Certainly ZFC $\vdash$ Con(ZF) $\rightarrow$ Con(ZF+$\lnot$AC), but the usual forcing argument to construct a model of ZF+$\lnot$AC seems to require choice to find a generic filter.

Answer 1

Even setting aside the question of filters. In ZF you are constructing a forcing language, with truth values in a Boolian algebra, and all the axiom of ZF+$\neg$AC have non zero truth valuations. This suffices for consistence.

Answer 2

This has a simple, almost cop-out, solution: absoluteness.

Note that the statement is in fact a first-order statement in the language of arithmetic. And such statement is provable from $\sf ZF$ if and only if it is provable from $\sf ZFC$.

Since you know the latter, you actually know the former.

Although in reality, you can just verify the following in $\sf ZF$:

1. The completeness theorem holds for countable languages without choice. So if $\sf ZFC$ is consistent, it has a model.

2. Forcing and symmetric extensions work without using the axiom of choice.

So if $\sf ZFC$ is consistent, it has a countable model, where forcing works as usual, symmetric extensions work as usual, and therefore if there is a model of $\sf ZF$ there is one where the axiom of choice fails.
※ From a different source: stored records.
PR #1039, opened 2026-04-28
Only send the required inputs

HellAholic:
Only pass the required data rather than the entire run

Requires:
https://github.com/Ultimaker/cura-workflows/pull/53

[CURA-13126](https://ultimaker.atlassian.net/browse/CURA-13126)

[CURA-13126]: https://ultimaker.atlassian.net/browse/CURA-13126?atlOrigin=eyJpIjoiNWRkNTljNzYxNjVmNDY3MDlhMDU5Y2ZhYzA5YTRkZjUiLCJwIjoiZ2l0aHViLWNvbS1KU1cifQ

### DIFF
--- a/tests/benchmarks/conftest.py
+++ b/tests/benchmarks/conftest.py
@@ -7,7 +7,7 @@ import warnings
 warn = True
 
 @pytest.hookimpl
-def pytest_ignore_collect(path, config):
+def pytest_ignore_collect(collection_path, config):
     if config.pluginmanager.hasplugin("pytest-benchmark"):
         return False
     else:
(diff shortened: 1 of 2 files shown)


tests/benchmarks/conftest.py
```diff
@@ -7,7 +7,7 @@
 warn = True
 
 @pytest.hookimpl
-def pytest_ignore_collect(path, config):
+def pytest_ignore_collect(collection_path, config):
```
wawanbreton, line 10: Argument name has changed but nothing else ? Is this argument unused ?

wawanbreton (approved):

tests/benchmarks/conftest.py
HellAholic: It was a deprecation change, `py.path.local arguments for hooks replaced with pathlib.Path` 
according to the documentation everything else is mostly the same, we just need to use collection_path instead of path.
Reference 👇 
https://docs.pytest.org/en/latest/deprecations.html#py-path-local-arguments-for-hooks-replaced-with-pathlib-path

PR #1044, opened 2026-06-17
[CURA-13191] Fix mesh-data related issues.

rburema:
- getFaceCount needs to return an integer, this wouldn't happen (whenever it hasn't any indices), and then the 'float'ness would propagate so that indexing wouldn't work in some cases
- the face normal returned wasn't actually well, normalized (now that it is, we can also remove the spurious normalization in the one place we where already using it)

done as part of CURA-13191

Backend thing for: https://github.com/Ultimaker/Cura/pull/21664


wawanbreton (approved):
Thank you for teaching me the `//` operator 😄

PR #1046, opened 2026-08-19
CURA-13243 center dialogs on linux

wawanbreton:
Since the update to Qt 6.10, dialogs don't appear centered on Linux environment. Since this should really happen natively, I found no other way but to actually set the window position manually.

An other solution would be to have `UM.Dialog` use a `QtQuick.Controls.Dialog` instead of a `QtQuick.Controls.Window`, which fixes the centering, but that leads to other issues such at not being able to set a minimum size.

CURA-13243


rburema (approved):
LGTM!

PR #13, opened 2022-12-17
feat(german): add first german intents

mib1185:
add first few intents


tests/de/homeassistant_HassToggle.yaml
```diff
@@ -0,0 +1,11 @@
+language: de
+tests:
+  - sentences:
+      - "schalte den Küchenschalter"
+      - "schalte den Küchenschalter um"
+      - "betätige den Küchenschalter"
+      - "bitte schalte den Küchenschalter um"
```
balloob, line 7: Butte is a skip word and doesn’t need to be added in sentences

mib1185: ah ok, I thought to test it at least once 🙈 
Will remove it

sentences/de/_common.yaml
```diff
@@ -0,0 +1,15 @@
+language: de
+responses:
+  errors:
+    no_intent: "Entschuldigung, das habe ich nicht verstanden"
+    no_area: "Den Bereich {{ area }} gibt es nicht"
+    no_domain: "{{ domain }} gibt es nicht in dem Bereich {{ area }}"
```
syssi, line 6:
```suggestion
    no_domain: "{{ domain }} gibt es nicht im Bereich {{ area }}"
```

tests/de/_common.yaml
```diff
@@ -0,0 +1,23 @@
+language: de
+areas:
+- name: Küche
+  id: kitchen
+- name: Wohnstube
```
syssi, line 5:
```suggestion
- name: Wohnzimmer
```

Doesn't make a difference here. IMO this is the more common word.

sentences/de/_common.yaml
mib1185: this merged version should only be used, when you talk about an not specific defined noun (_mostly a generic place description_), but when the noun is well known or more specific defined, then you should not merge it.

examples:
### merged version, because generic noun/place
- Ich war im Kino 
- Wir haben uns im Stadtzentrum getroffen

### not merged, because well known or more specific defined noun/place
- In dem Supermarkt würde ich nicht einkaufen
- In diesem Supermarkt würde ich nicht einkaufen
- In dem Winter 2010 war es sehrt kalt

tests/de/_common.yaml
mib1185: it depends, in which region you are living 🙈 
But yes you're right, "Wohnzimmer" is the common

spacegaier: I'd agree with that. Wohnzimmer is more common.

sentences/de/_common.yaml
syssi: I understand your explanation. My suggestion is just a gut feeling because the sentence "Ventilator gibt es nicht in dem Bereich Küche" sounds strange compared to "Ventilator gibt es nicht im Bereich Küche".

Feel free to close the conversation without touching the PR.

mib1185: @spacegaier any toughs on this? 🙂

spacegaier: I am leaning towards the proposal from syssi. I get your point from a purely grammatical point of view, but from a gut feeling perspective "in dem Bereich Küche" sounds actually a bit weird. And since we are talking about conversational language "im" feels more suitable to me.

mib1185: Ok, you both have convinced me

mib1185:
@syssi @spacegaier many thanks for your valuable inputs 🙂 i've also added some sentences for the fan and light handling. Hope it's ok to request you for a review

spacegaier:
Ich bin gerade aufm Sprung :) => I am going to have another look tomorrow evening most likely.

tests/de/homeassistant_HassToggle.yaml
balloob: Oh snap, you're right, this is a test. I didn't notice that. You should keep it here 🙈

mib1185:
@balloob tests are failing after c24505fdd63ac0a4063f20504b6b2d5eaef46771 with
`ERROR: /home/runner/work/intents/intents/tests/test_language_sentences.py Imports are incorrectly sorted and/or formatted.`

thecode:
This was merged with `isort` error, I will try to add a pre-commit to fix such errors locally

synesthesiam:
I fixed the error in a different branch, so I went ahead with the merge here. Running `script/format` in the pre-commit phase should do it for the future.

It should also be added that the axiom of choice is not really needed in order to find a generic filter over a countable transitive model. The reason is that the model is in fact countable, so the elements from the forcing poset inside the model make a countable set externally. Using this fact, as well the fact that there are only countably many dense set in the model we can define a generic filter recursively without appealing to the axiom of choice.